Download the database of Farsi Steaming datasets for evaluation
The Persian stemming data set includes a set of Persian words that have been stemmed or reduced using morphological analysis methods. These words are accessible as a text file and are usually used for use in natural language processing or building machine learning models. The Persian stemming data set is known as one of the important data sets in the field of Persian language processing.
Explanations about Steaming
Stemming is one of the natural language processing methods that uses linguistic rules and different algorithms to transform words into their basic forms or roots. This method is usually used in natural language processing and text analysis to convert different words that are actually related to a common root or meaning into a similar form.
For example, using the stemming method, the words "I'm going", "I'm gone" and "we went" are converted into the word "went". This work is very useful for text processing and analysis because by reducing the number of words and converting them to the basic form, language rules and patterns can be easily identified, and with this, text analysis and processing can be done faster and more accurately.

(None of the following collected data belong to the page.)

PR #4223, opened 2026-04-11
Add directive `packaging.graalvmJvmId`

zrhmn:
Fixes #4222 

Add `graalvmJvmId` param to the `Packaging` class in `scala.build.preprocessing.directives`.
Add relevant `@DirectiveExamples` and `@DirectiveUsage`.
Add test at `scala.build.tests.PackagingUsingDirectiveTests` validating that `graalvmJvmId` gets passed to `nativeImageOptions`.

## Checklist
- [x] tested the solution locally and it works 
- [x] ran the code formatter (`scala-cli fmt .`)
- [x] ran `scalafix` (`./mill -i __.fix`)
- [x] ran reference docs auto-generation (`./mill -i 'generate-reference-doc[]'.run`)

## How much have your relied on LLM-based tools in this contribution?
I relied moderately on GitHub Copilot. Since I am not a regular developer, it was hard for me to manually browse the codebase, until I ask the Copilot chat for help locating where directives were defined. Making the code change was easy without copilot help because the `case class Packaging` code was pretty readable and self-explanatory. Then I had to ask Copilot where to add tests, and finished the tests with Copilot-autocomplete.

## How was the solution tested?

I created a project with the following directives:
```scala
//> using packaging.packageType graalvm
//> using packaging.graalvmJvmId graalvm-java25:25.0.2
//> using packaging.output "sctest01"
//> using packaging.graalvmArgs --no-fallback
```
... and ran with the built binary
```cmd
../scala-cli/out/cli/3.3.7/standaloneLauncher.dest/launcher --power package .
```
(sans the `graalvm-jvm-id` arg) and it compiled, showing version `GraalVM CE 25.0.2+10.1` during compilation. If I repeat this with the `scala-cli` installed on my system, I get `GraalVM CE 17.0.9+9.1` instead, which confirms that the built `launcher` exhibits desired behavior.

PR #4225, opened 2026-04-13
Add additional packaging.graalvm* directives

### LINKED ISSUE #4224: Add missing `packaging.graalvm*` directives
Continuing the discussion from #4222, which was fixed in #4223; and a [comment on that PR](https://github.com/VirtusLab/scala-cli/pull/4223#issuecomment-4230124180): I think the `graalvm-version` and `graalvm-java-version` options should also be directives (in addition to the already added `graalvm-jvm-id` => `packaging.graalvmJvmId` and `graalvm-args` => `packaging.graalvmArgs` which already existed).

The alternative is to not add those directives, and let them be just command-line args. I considered the alternative but I think it is more consistent to have all of the available GraalVM packaging options as command-line args _and_ directives.

zrhmn:
Fixes #4224.

- Add directive `packaging.graalvmVersion` (string)
- Add directive `packaging.graalvmJavaVersion` (int)
- Validate (valid int and >0) of `graalvmJavaVersion`
- Update docs to reflect the changes (as well as a previously missed doc for `graalvmJvmId`)
- Also updated the docs to reflect the "default" GraalVM versions and IDs -- I did not think it mattered too much, but I thought it was best for the sake of consistency.
- Add unit tests for the newly added directives.

## Checklist

**Moderately.** In a previous PR #4223 I got familiarized with the `preprocessing.directives.Packaging` case class as well as relevant unit tests with the help of GitHub Copilot (using Claude Sonnet 4.6), so I did not need much AI assistance this time around. I did trip on the fact that `graalvmJvmVersion` arg of `NativeImageOptions` was supposed to be an `Option[Int]` while the arg I was getting from the `Packaging` args was an `Option[String]`. I tried using a simple `.flatMap(_.toIntOption)` but then realized if a bad (non-int) `graalvmJvmVersion` is passed, it would be replaced silently. So I used AI help to figure out how to weave-in validation into the `buildOptions` method. A hint was all it took; it was easy enough to follow existing patterns.

Unit tests included.

Additionally, I created a test project with the following lines:
```scala
//> using packaging.packageType graalvm
//> using packaging.graalvmVersion 25.0.2
//> using packaging.graalvmJavaVersion 25
//> using packaging.output "sctest02"
//> using packaging.graalvmArgs --no-fallback
```

And ran with
```cmd
../scala-cli/out/cli/3.3.7/standaloneLauncher.dest/launcher --power package .
```

I saw the version `GraalVM CE 25.0.2+10.1` in the build output, which verified that `graalvmVersion` and `graalvmJavaVersion` were being correctly compiled into a valid JVM ID by the just-compiled launcher.

I also tried with an invalid graalvmJavaVersion and saw the expected error output:
```cmd
[error] ./build.scala:10:40
[error] Malformed graalvm-java-version "notint", expected a positive integer
[error] //> using packaging.graalvmJavaVersion foo
[error]
```
verifying that integer validation of `graalvmJavaVersion` was working as intended.

## Additional notes

I think enhancements could be made to `NativeImageOptions`.

Currently, passing just a whole JVM ID (e.g. `graalvm-community:25.0.2`) works smoothly. If the _JVM ID is not passed,_ and instead a Java version (e.g. 25) _along with a_ JVM version (e.g. 25.0.2) is passed, then `NativeImageOptions` uses that to construct a JVM ID (in case of e.g. it would be `graalvm-java25:25.0.2`). If both a JVM ID _as well as_ the Java version + JVM version pair are passed, then the latter get ignored entirely. This is all expected behavior.

If user mistakenly passes an unmatched Java version and JVM version pair (e.g. `graalvm-version=24.0.2 graalvm-java-version=22`), `NativeImageOptions` naively compiles that to an invalid JVM ID (in case of e.g. `graalvm-java22:24.0.2`). This, too, may be considered expected behavior and an obvious user error.

However, something that IMO could be more common and not an obvious user error, would be that user passes a JVM version but neglects to pass a Java version or vice versa (e.g. user passes `graalvm-version=24.0.2`, resulting in `graalvm-jvm-id=graalvm-java17:24.0.2` or user passes `graalvm-java-version=24`, resulting in `graalvm-jvm-id=graalvm-java24:17.0.9`).

So for the user, passing a JVM ID directly may be the recommended action, rendering the separate Java version and JVM version parameters useless and superficial in practice. Alternatively, we can have `NativeImageOptions` resolve JVM version + Java version pair in a more intelligent, slightly better way. Perhaps, if a JVM version is provided without a Java version, the Java version can be determined from the first part of the JVM version (e.g. for JVM version 24.0.2 assume the Java version will always be 24). If Java version is provided without a JVM version, the latest JVM version for the given Java version could automatically be determined somehow. An error could be shown if the JVM version and Java version are both given but do not match. etc. etc.

This is just something I was considering when making the changes in this PR. For now I think the changes in the PR are fine and in-line with the currently expected behavior. I would welcome comments on the suggested improvements to NativeImageOptions and consider making the changes in the future if I can get folks onboard with my thinking.

### DIFF
--- a/modules/build/src/test/scala/scala/build/tests/PackagingUsingDirectiveTests.scala
+++ b/modules/build/src/test/scala/scala/build/tests/PackagingUsingDirectiveTests.scala
@@ -34,7 +34,7 @@ class PackagingUsingDirectiveTests extends TestUtil.ScalaCliBuildSuite {
     }
   }
 
-  test("graalvm packaging") {
+  test("graalvm packaging jvmId") {
     val inputs = TestInputs(
       os.rel / "p.sc" ->
         """//> using packaging.packageType graalvm
@@ -48,6 +48,22 @@ class PackagingUsingDirectiveTests extends TestUtil.ScalaCliBuildSuite {
       val nativeImageOpt = maybeBuild.options.notForBloopOptions.packageOptions.nativeImageOptions
       expect(nativeImageOpt.jvmId == "graalvm-community:23.0.2")
       expect(nativeImageOpt.graalvmArgs.exists(_.value == "--no-fallback"))
+    }
+  }
+
+  test("graalvm packaging javaVersion") {
+    val inputs = TestInputs(
+      os.rel / "p.sc" ->
+        """//> using packaging.packageType graalvm
+          |//> using packaging.graalvmJavaVersion 23
+          |//> using packaging.graalvmVersion 23.0.2
+          |
+          |def foo() = println("hello foo")
+          |""".stripMargin
+    )
+    inputs.withLoadedBuild(buildOptions, buildThreads, bloopConfig) { (_, _, maybeBuild) =>
+      val nativeImageOpt = maybeBuild.options.notForBloopOptions.packageOptions.nativeImageOptions
+      expect(nativeImageOpt.jvmId == "graalvm-java23:23.0.2")
     }
   }
 
--- a/modules/build/src/test/scala/scala/build/tests/PackagingUsingDirectiveTests.scala
+++ b/modules/build/src/test/scala/scala/build/tests/PackagingUsingDirectiveTests.scala
@@ -51,7 +51,7 @@ class PackagingUsingDirectiveTests extends TestUtil.ScalaCliBuildSuite {
     }
   }
 
-  test("graalvm packaging javaVersion") {
+  test("graalvm packaging valid javaVersion") {
     val inputs = TestInputs(
       os.rel / "p.sc" ->
         """//> using packaging.packageType graalvm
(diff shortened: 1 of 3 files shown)


modules/directives/src/main/scala/scala/build/preprocessing/directives/Packaging.scala
```diff
@@ -120,9 +131,23 @@ final case class Packaging(
       }
       .sequence
       .left.map(CompositeBuildException(_))
+    val maybeGraalVMJavaVersion = graalvmJavaVersion
+      .map { version =>
+        version.value.toIntOption
+          .filter(_ > 0)
```
Gedochao: I don't think GraalVM has ever supported Java older than 8. Correct me if I'm wrong. 
Contextual validation could be done as an (optional) follow-up (as specific GraalVM versions support a particular range), but I think it's safe to assume >7 here, and an appropriate message in the error.

modules/build/src/test/scala/scala/build/tests/PackagingUsingDirectiveTests.scala
```diff
@@ -51,6 +51,22 @@ class PackagingUsingDirectiveTests extends TestUtil.ScalaCliBuildSuite {
     }
   }
 
+  test("graalvm packaging javaVersion") {
```
Gedochao: optional: an extra unit test with invalid `packaging.graalvmJavaVersion` wouldn't hurt, but I'm nitpicking here.

Gedochao (approved):
LGTM, thanks!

Steaming is usually done using different algorithms. Some of these algorithms are: Porter's algorithm, Lemma's algorithm and the closest path algorithm. These algorithms convert words into their base form or roots according to linguistic rules and lexical patterns.
There is no standard dataset to evaluate the accuracy of Persian root algorithms. In order to create a dataset to evaluate the correctness of bases, we need a set of words along with their stems. These datasets are automatically extracted from two manually rooted datasets. The first dataset consists of a set of words and their roots extracted from the PerTreeBank collection . This collection contains 4689 distinct words. In addition, to perform a better evaluation, we selected a large text set for the second data set. The words and their roots are extracted from this data set from the collection of the Persian Affiliation Tree Bank . It contains 26,913 distinct words. These two data sets are of good quality in terms of the variety of speech part tags.
Each root data set consists of three columns. The first column is the inflectional word, the second is its root, and the third is its part of speech. You must add your roots to the fourth column. Then you can use the following command.
Sample database images
Dear users, it is recommended to download.